Did implement below code in Java,simple and fast /** * Binary Search using Recursion * @author asharda * */ public class BinSearch {
/**
* Simplistic BInary Search using Recursion
* @param arr
* @param low
* @param high
* @param num
* @return int
*/
public int binSearch(int []arr,int low,int high,int num)
{
int mid=low+high/2;
if(num >arr[high] || num <arr[low])
{
return -1;
}
while(low<high)
{
if(num==arr[mid])
{
return mid;
}
else if(num<arr[mid])
{
return binSearch(arr,low,high-1, num);
}
else if(num>arr[mid])
{
return binSearch(arr,low+1,high, num);
}
}//end of while
return -1;
}
public static void main(String args[])
{
int arr[]= {2,4,6,8,10};
BinSearch s=new BinSearch();
int n=s.binSearch(arr, 0, arr.length-1, 10);
String result= n>1?"Number found at "+n:"Number not found";
System.out.println(result);
}
}
s/int mid=low+high/2;/int mid=(low+high)/2;/ s/return binSearch(arr,low,high-1, num);/return binSearch(arr,low,mid-1, num);/ s/return binSearch(arr,low+1,high, num);/return binSearch(arr,mid+1,high, num);/ –
Keratin
Here is simple solution in python programming language:
def bin(search, h, l):
mid = (h+l)//2
if m[mid] == search:
return mid
else:
if l == h:
return -1
elif search > m[mid]:
l = mid+1
return bin(search, h, l)
elif search < m[mid]:
h = mid-1
return bin(search, h, l)
m = [1,2,3,4,5,6,7,8]
tot = len(m)
print(bin(10, len(m)-1, 0))
Here is the process :
- get mid point
- if mid point == search return mid point
- else if higher and lower points are same then return -1
- if search value is greater than mid point then make mid point+1 as lower value
- if search value is less than mid point then make mid point-1 as higher value
short loop for binary search:
function search( nums, target){
for(let mid,look,p=[0,,nums.length-1]; p[0]<=p[2]; p[look+1]=mid-look){
mid = (p[0] + p[2])>>>1
look = Math.sign(nums[mid]-target)
if(!look)
return mid
}
return -1
}
idea is replacing:
if(nums[mid]==target)
return mid
else if(nums[mid]>target)
right = mid - 1
else //here must nums[mid]<target
left = mid + 1
with more tacit(and possible less computation hungry) if observe former is equal:
switch(dir=Math.sign(nums[mid]-target)){
case -1: left = mid - dir;break;
case 0: return mid
case 1: right = mid - dir;break;
}
so if left,mid,right vars situated sequentially we can address to all of them throw &mid[-1,0,1 respectively] in C pointer sense :
dir=Math.sign(nums[mid]-target)
&mid[dir] = mid - dir
now we get body of loop so we can construct binary search:
while(dir && left <= right){
mid = (left + right)>>>2
dir=Math.sign(nums[mid]-target)
&mid[dir] = mid - dir
}
after while we just:
return [dir,mid]
with semantic that
for dir == -1 then nums[mid]<target<nums[mid+1] // if nums[mid+1 ] in start seaching domain
for dir == 0 then mid is place of target in array
for dir == 1 then nums[mid-1]<target<nums[mid] // if nums[mid-1 ] in start seaching domain
so in some more human pseudocode javascript function equivalent:
function search( nums, target){
let dir=!0,[left, mid, right]=[0, , nums.length-1]

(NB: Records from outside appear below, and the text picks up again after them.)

PR #11, opened 2020-04-03
using plural cluster in api group

skeeey:
Our generated client cannot list the `spokecluster` due to

```
Failed to list *v1.SpokeCluster: the server could not find the requested resource (get spokeclusters.cluster.open-cluster-management.io)
```

this because we register the api with a singular cluster in api group (spokeclusters.**cluster**.open-cluster-management.io), I think we should use the plural form

### DIFF
--- a/clusters/install.go
+++ b/clusters/install.go
@@ -8,7 +8,7 @@ import (
 )
 
 const (
-	GroupName = "cluster.open-cluster-management.io"
+	GroupName = "clusters.open-cluster-management.io"
 )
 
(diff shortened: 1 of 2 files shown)


pmorie:
/hold

I have confused myself a bit, thinking about this now.

pmorie:
I see why this is confusing now. The name of the package/directory should be `cluster` instead of `clusters`. For reference, notice that we use singular package names (with the exception of `apps) in openshift/api.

while(dir && left <=right){
mid = (left + right)>>>1
dir = Math.sign(nums[mid]-target)
&mid[dir]=mid - dir
}
return [dir, mid]
}
for js sintax we need use q={'-1':0,1:nums.length-1} where left name for q[-1], mid for q[0] and right for q[1] or for q for all 3 is q[dir]
or the same for array indexing from 0:
we can use p=[0,,nums.length-1] where left is nikname for p[0], mid for p[1] and right for p[2] which is for all 3 of them is p[1+dir]
. :)
Thank you for contributing an answer. Would you kindly edit your answer to to include an explanation of your code? That will help future readers better understand what is going on, and especially those members of the community who are new to the language and struggling to understand the concepts. –
Nicholle
Assuming the array is sorted, here is a Pythonic answer with O(log n) runtime complexity:
def binary_search(nums: List[int], target: int) -> int:
n = len(nums) - 1
left = 0
right = n
while left <= right:
mid = left + (right - left) // 2
if target == nums[mid]:
return mid
elif target < nums[mid]:
right = mid - 1
else:
left = mid + 1
return -1
Note that the array neeed to be sorted!
I think this is a simple one, using just value to look for and the array.
Recursive:
def bin_search(value, arr):
hlf = len(arr)//2
if len(arr) > 1:
if value == arr[hlf]:
return True
elif value < arr[hlf]:
return bin_search(value,arr[0:hlf])
elif value > arr[hlf]:
return bin_search(value,arr[hlf:])
if len(arr) == 1:
return value == arr[hlf]
Iterative:
def bin_search_iter(arr,value):
found = False
for i in range(arr[0],arr[len(arr)//2]):
found = value == arr[0] or value == arr[len(arr)//2]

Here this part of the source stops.